以那里的可怖样子,他要是真的那么做,只怕一下白萦就要坏掉了。

虽然白萦现在觉得自己已经要坏掉了……

他已经一星半点都榨不出了,最后一次没来得及去卫生间就交代出来后,白萦崩溃得大哭,柳清章总算放过了那里。哄了小半个小时后,他并拢了白萦的双腿。

不只是腿,手、脚、身前的柔软、身后的雪丘,除了嘴巴塞不下,其他地方能试的都试了。

蛇妖变成人后,身体依旧柔软得不可思议,什么姿势都能满足。

到了不知道第三天还是第四天,白萦终于受不了了,想要逃跑的他被柳清章抓着脚腕拽回来后,直接变回小白蛇,仓皇地想要爬下床。然而柳清章竟也变回蛇形,还变成了体型只比白萦大一点点的黑蛇。黑蛇缠上白蛇柔软的躯体,两条蛇纠缠在一起。

白蛇死也不肯翻开自己的鳞片,他已经一点也没有了,黑蛇也不恼,把自己的翻开后,在白蛇的鳞片上磨蹭着。

小白蛇发出可怜的嘶嘶声,黑蛇与他蛇信交缠,一黑一白的尾巴尖也纠缠在一起。

变成人逃不了,变成蛇也逃不了,变成半人半蛇更是逃不了。连尾巴都被亲了个遍的白萦伏在床上,看着窗外再度黑了的天,又回头看看一点也没有消停的迹象,甚至越来越兴奋的柳清章,怀疑自己会死在床上。
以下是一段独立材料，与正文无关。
PR #6868, opened 2023-12-22
Added a max_file_size parameter to the upload route 

vagxrth:
## Description
Added a `max_file_size` parameter that will allow the users to set the upload limit which will prevent the uploading of too many large-sized files to the server

Closes: #3801


abidlabs:
Hi @vagxrth is this ready for review? It looks like the parameter currently has no effect

vagxrth:
> Hi @vagxrth is this ready for review? It looks like the parameter currently has no effect

I've been trying to figure out the possible reason why the parameter is still unknown. Can you guide me in any way if possible to fix the issue?

abidlabs:
Hi @vagxrth I'll go ahead and close this PR since its not really ready for review. If you'd like to work on a solution, I'd suggest a strategy similar to: https://github.com/tiangolo/fastapi/issues/362

Issue #6873, opened 2023-12-22
File upload with file_count='directory' creates error


joshwilson-dev:
### Describe the bug

gr.File(file_count="directory") causes the error: "ModelMetaclass object argument after ** must be a mapping, not list".

I can fix it by changing line 82 in gradio>components>file.py to:

if self.file_count == "multiple" or self.file_count == "directory":

### Have you searched existing issues?  🔎

- [X] I have searched and found no existing issues

### Reproduction

```python
import gradio as gr

def main(dir):
    return [d.name for d in dir]

demo = gr.Interface(
    fn = main,
    inputs = gr.File(file_count="directory"),
    outputs = gr.Textbox(label="File paths"))

demo.queue().launch()
```

### Logs

```shell
Traceback (most recent call last):
  File "env\lib\site-packages\gradio\queueing.py", line 489, in call_prediction
    output = await route_utils.call_process_api(
  File "env\lib\site-packages\gradio\route_utils.py", line 232, in call_process_api
    output = await app.get_blocks().process_api(
  File "env\lib\site-packages\gradio\blocks.py", line 1559, in process_api
    inputs = self.preprocess_data(fn_index, inputs, state)
  File "env\lib\site-packages\gradio\blocks.py", line 1335, in preprocess_data
    inputs_cached = block.data_model(**inputs_cached)  # type: ignore
TypeError: ModelMetaclass object argument after ** must be a mapping, not list
```

### System Info

```shell
Gradio 4.12.0
```

### Severity

I can work around it

abidlabs:
Thanks @joshwilson-dev for catching this! That seems to be the fix indeed. Would you be able to open a PR with this fix?

joshwilson-dev:
Yep, I'll do it now.

PR #6874, opened 2023-12-23
fix issue 6873: File with file_count='directory' bug

joshwilson-dev:
## Description
Specifies that if file_count is set to directory when using File we should expect a list of files rather than a single file.
Closes: #6873

### DIFF
--- a/.changeset/nasty-eagles-do.md
+++ b/.changeset/nasty-eagles-do.md
@@ -1,0 +1,5 @@
+---
+"gradio": patch
+---
+
+fix:fix issue 6873: File with file_count='directory' bug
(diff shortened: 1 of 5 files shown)


joshwilson-dev:
@abidlabs Could you please review this pull request when you have a moment?

abidlabs:
Thanks @joshwilson-dev! This looks good. Would you also be able to make the same change in `upload_button.py`? 

It would be amazing if you could add a test in `test/test_components.py`. Something short, along these lines:

https://github.com/gradio-app/gradio/blob/50496f967f8209032b753912a4379eb9cea66627/test/test_components.py#L949

just to make sure the `.preprocess()` function doesn't raise any errors.

Thanks for your help!

abidlabs:
Made the updates, we should be good to merge. Thanks again @joshwilson-dev for catching this.

PR #6884, opened 2023-12-26
Component Server fix

aliabid94:
See: https://huggingface.slack.com/archives/C02QZLG8GMN/p1703402300689679?thread_ts=1702901295.299349&cid=C02QZLG8GMN

### DIFF
--- a/gradio/components/file_explorer.py
+++ b/gradio/components/file_explorer.py
@@ -139,10 +139,8 @@ class FileExplorer(Component):
         return FileExplorerData(root=root)
 
     @server
-    def ls(self, value=None) -> list[dict[str, str]] | None:
+    def ls(self, _) -> list[dict[str, str]] | None:
         """
-        Parameters:
-            value: file path as a list of strings for each directory level relative to the root.
         Returns:
             tuple of list of files in directory, then list of folders in directory
         """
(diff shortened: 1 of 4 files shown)


gradio/components/file_explorer.py
```diff
@@ -139,10 +139,8 @@ def postprocess(self, value: str | list[str] | None) -> FileExplorerData | None:
         return FileExplorerData(root=root)
 
     @server
-    def ls(self, value=None) -> list[dict[str, str]] | None:
+    def ls(self, _) -> list[dict[str, str]] | None:
```
abidlabs, line 142: This change -- making the second argument requried -- is causing the tests to fail

abidlabs (approved):
LGTM thanks @aliabid94!

gradio/routes.py
```diff
@@ -699,7 +699,12 @@ def component_server(body: ComponentServerBody):
                 block = state[component_id]
             else:
                 block = app.get_blocks().blocks[component_id]
-            fn = getattr(block, body.fn_name)
+            fn = getattr(block, body.fn_name, None)
+            if fn is None or not getattr(fn, "_is_server_fn", False):
```
akx, line 703: `None` wouldn't have the attribute either, so this simplifies to
```suggestion
            if not getattr(fn, "_is_server_fn", False):
```

aliabid94: makes sense, thanks!

aliabid94: actually needed for type check :/

Issue #6872, opened 2023-12-22
gr.Video output showing empty 


yadavj2008:
### Describe the bug

**Problem statment:**
Trying to use gradio Video feature to allow apps to capture video from webcam, when clicking on record and submit video button a function process_video() get trigger, this function takes video as input and process further, looks like the gr.Video is not sending the video bytes to the function, hence, function call return None every time.

**Expected behaviour:**

The user should be able to capture gr.Video output and pass it to the function

### Have you searched existing issues?  🔎

- [X] I have searched and found no existing issues

### Reproduction

```python
import gradio as gr


def video_flip(video):
    if video is None:
        print("No Video")
    return video


iface = gr.Interface(video_flip, gr.Video(sources="webcam"), "playable_video")

iface.launch(share=False, debug=True)
```

### System Info

```shell
gradio                           4.11.0
gradio_client                    0.7.3

OS: MacOS
Notebook: Colab
```

### Severity

Blocking usage of gradio

yadavj2008:
Hi @abidlabs Can you please help on this?. Thanks

abidlabs:
I can repro this issue, we'll take a look!

yadavj2008:
Hi @dawoodkhan82 thanks a lot for fixing this video issue, I just tested the PR changes and it looks like the video output is working for gr.Interface but not for gr.Blocks. Can you please check and see if there is any issue with block or I'm doing something wrong?.

abidlabs:
Hi @yadavj2008 can you provide a code snippet with gr.Blocks that is not working for you?

yadavj2008:
Hi @abidlabs,
I noticed that the issue was in my application was due to the longer video rendering time, i did a quick test using below sample code and it seems that Gradio is taking approx 1 min to render a 2secs video. Is there any way to optimise the performance?.

```
import gradio as gr

def video_flip(video):
    if video is None:
        print("No Video")
    return video

with gr.Blocks() as demo:
      with gr.Row():
        video_in = gr.Video(sources="webcam",format="mp4",include_audio=True)
        video_out = gr.Video(show_label=False)
        submit = gr.Button("Submit")
        submit.click(fn=video_flip, inputs=video_in, outputs=video_out)

demo.launch(share=False, debug=True)

```

yadavj2008:
Any further update on this?. Also, looks like the patch only works when I have "share=False"

abidlabs:
[...]

PR #6885, opened 2023-12-26
Fix issue with Webcam Recording

dawoodkhan82:
## Description
Fix issue with no video being passed to backend when recording with webcam.

Closes: #6872

## 🎯 PRs Should Target Issues

## Tests


js/image/shared/Webcam.svelte
```diff
@@ -88,15 +91,14 @@
...
+			ReaderObj.onload = async function (e): Promise<void> {
 				if (e.target) {
-					dispatch("capture", {
-						//@ts-ignore
-						data: e.target.result,
-						name: "sample." + mimeType.substring(6),
-						is_example: false,
-						is_file: false
-					});
+					let _video_blob = new File([video_blob], "video.mp4");
```
aliabid94, line 96: previously we had the logic `"sample." + mimeType.substring(6)` to get the file extension. Now it's always an mp4. Is that a safe assumption?

aliabid94 (approved):
Works, thanks for fixing!

js/image/shared/Webcam.svelte
dawoodkhan82: Good point, it can be `.webm` or `.mp4`. Fixed.

PR #6931, opened 2024-01-02
Fix functional tests

aliabid94:
Should make all functional tests pass. Also makes it so if the connection to the backend breaks, the app shows an error instead of pending indefinitely.


demo/hello_world/run.py
abidlabs, line 1: Can we not change this file? I'm pretty sure we use this in our docs

abidlabs:
Nice @aliabid94. What was the issue? That we weren't closing the stream if there was an error? How was this related to the functional tests?

demo/hello_world/run.py
aliabid94: accident, reverted

client/js/src/client.ts
```diff
@@ -1053,6 +1050,17 @@ export function api_factory(
 						pending_stream_messages[event_id].push(_data);
 					}
 				};
+				event_stream.onerror = async function (event) {
```
aliabid94, line 1053: Not completely related, but wanted to have an error if the connection broke. Previously, if you closed the backend while a function was running, the frontend would indefintely show "processing". Now it clearly displays an error message.

demo/cancel_events/run.py
```diff
@@ -5,7 +5,7 @@
 def fake_diffusion(steps):
     for i in range(steps):
         print(f"Current step: {i}")
-        time.sleep(1)
```
aliabid94, line 8: Made timeout shorter cause test was taking a while

js/app/test/cancel_events.spec.ts
```diff
@@ -0,0 +1,46 @@
...
+	page
+}) => {
+	const start_button = await page.locator("button", {
+		hasText: /Start Iterating/
+	});
+	const textbox = await page.getByLabel("Iterative Output");
+
+	let output_values: string[] = [];
+	let last_output_value = "";
+	let interval = setInterval(async () => {
```
aliabid94, line 13: Previously relied on websocket events to check for value changes. Now just store all value changes until 8, and then make sure all values 1-7 are stored in array.

js/fileexplorer/shared/DirectoryExplorer.svelte
```diff
@@ -21,12 +20,14 @@
 	}>();
 	const tree = make_fs_store();
 
-	$: glob,
-		ignore_glob,
-		root,
+	const render_tree = (): void => {
```
aliabid94, line 23: particulary nasty bug where all "object" types are considered changed in svelte due to how we re-render all components. This caused svelte to assume the server object changed on any  re-render, causing an `ls` server function to be fired on every component change, refreshing the tree. Took server out of the reactive statement to fix this.

js/image/Index.svelte
```diff
@@ -65,7 +65,7 @@
 	}>;
 
 	$: url = _value?.url;
-	$: url && gradio.dispatch("change");
+	$: url, gradio.dispatch("change");
```
aliabid94, line 68: Reacts to url being null as well

js/upload/src/Upload.svelte
```diff
@@ -48,14 +48,12 @@
...
 				if (type) {
-					dispatch("load", null);
 					items[i].getType(type).then(async (blob) => {
 						const file = new File(
 							[blob],
 							`clipboard.${type.replace("image/", "")}`
 						);
-						const f = await load_files([file]);
-						dispatch("load", f?.[0]);
+						await load_files([file]);
```
aliabid94, line 56: dispatch already fired within load_files. Double dispatch was causing flaky issues

gradio/blocks.py
```diff
@@ -429,6 +429,8 @@ def postprocess_update_dict(
         else:
             update_dict["value"] = value
     update_dict["__type__"] = "update"
+    if "root" in update_dict:  # reserved keyword
+        update_dict["_root"] = update_dict["root"]
```
abidlabs, line 433: As discussed in retro, I think a better approach would be to:

1. soft deprecate the `root` parameter with a warning
2. add a `root_dir` parameter in `FileExplorer` (this also matches the name of the parameter in `glob.glob()` so that's a nice plus)
3. in the constructor of `FileExplorer`, check to see if `root_dir` is not supplied and if `root` is. If that's the case, do `self.root_dir = root`
4. in the frontend, replace `root` with `root_dir`

I think in that case, you shouldn't have to make any hacky changes here

abidlabs:
Amazing work @aliabid94! Just left one comment above, everything else lgtm

gradio/blocks.py
aliabid94: done

aliabid94:
Should be ready for re-review / merge @abidlabs

abidlabs (approved):
LGTM @aliabid94!

Issue #6930, opened 2024-01-02
`gr.ClearButton()` not working for updating visibility


apolinario:
### Describe the bug

If I try to update the visibility of `gr.ClearButton()` it errors out 

### Have you searched existing issues?  🔎

- [X] I have searched and found no existing issues

### Reproduction

```python
import gradio as gr

def hide_clear():
    return gr.update(visible=False)

with gr.Blocks() as demo:
    files = gr.File(interactive=True)
    clear_button = gr.ClearButton(components=files)
    trigger_hide = gr.Button()
    trigger_hide.click(fn=hide_clear, outputs=clear_button)
demo.launch(debug=True)
```
Errors with 
```shell
Traceback (most recent call last):
  File "/usr/local/lib/python3.10/dist-packages/gradio/queueing.py", line 489, in call_prediction
    output = await route_utils.call_process_api(
  File "/usr/local/lib/python3.10/dist-packages/gradio/route_utils.py", line 232, in call_process_api
    output = await app.get_blocks().process_api(
  File "/usr/local/lib/python3.10/dist-packages/gradio/blocks.py", line 1570, in process_api
    data = self.postprocess_data(fn_index, result["prediction"], state)
  File "/usr/local/lib/python3.10/dist-packages/gradio/blocks.py", line 1443, in postprocess_data
    state[output_id] = self.blocks[output_id].__class__(**kwargs)
  File "/usr/local/lib/python3.10/dist-packages/gradio/component_meta.py", line 157, in wrapper
    return fn(self, **kwargs)
  File "/usr/local/lib/python3.10/dist-packages/gradio/components/clear_button.py", line 65, in __init__
    self.add(components)
  File "/usr/local/lib/python3.10/dist-packages/gradio/components/clear_button.py", line 93, in add
    self.click(
  File "/usr/local/lib/python3.10/dist-packages/gradio/events.py", line 276, in event_trigger
    raise AttributeError(
AttributeError: Cannot call click outside of a gradio.Blocks context.
```

### System Info

```shell
gradio==4.12.0
```

### Severity

I can work around it

PR #6932, opened 2024-01-02
Allow `gr.ClearButton` and `gr.DuplicateButton` to be made hidden (and otherwise updated)

abidlabs:
Closes: #6930 and adds a functional test

Repro:

```py
import gradio as gr

def hide_clear():
    return gr.update(visible=False)

with gr.Blocks() as demo:
    files = gr.File(interactive=True)
    clear_button = gr.ClearButton(components=files)
    trigger_hide = gr.Button()
    trigger_hide.click(fn=hide_clear, outputs=clear_button)
demo.launch()
```


aliabid94 (approved):

abidlabs:
Thanks @aliabid94! The problem is that when you have a function that returns an update for `gr.Clearbutton()` or `gr.DuplicateButton()`, it has to construct that class outside of the Blocks context. This was a problem because those constructors attach event listeners, and that throws an error when outside of a Blocks context. I fixed this by checking if we are inside a Blocks context and only then attaching event listeners. (It doesn't matter whether or not event listeners are going to be attached for an update, we're going to throw away everything except the constructor attributes anyways)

他伤心地拖过也变成半人半蛇的柳清章的尾巴,放到嘴巴下用力咬了一口。

然后就发现某两个东西更兴奋了。

为什么不管他做什么柳清章都会怒然大勃啊!

***

一个星期后,这场爽了柳清章,苦了白萦的发情期终于结束了。

身处通风换气过的卧房里,待在换了干净床品的大床上,白萦抽噎着推搡柳清章:“你、你走开!我不和你一起睡了!”

柳清章忙把他抱回怀里哄:“小蛇乖,不做了,真的不做了!”

白萦趴在他的怀里呜呜咽咽,不哄上好几天哄不好了,不养上几天,他也下不了床了。

因此发情期的受益者除了柳清章外,又多出一群人。因为柳清章的发情期比白萦长了一两天,白萦请的五天年假搭上周末都不够用,柳清章直接让人把白萦所在的小公司买了下来,给全员放了十天带薪假。

从此以后,因为某不便与外界言说的原因,这家公司的人每年都有两段长达半个月的带薪假。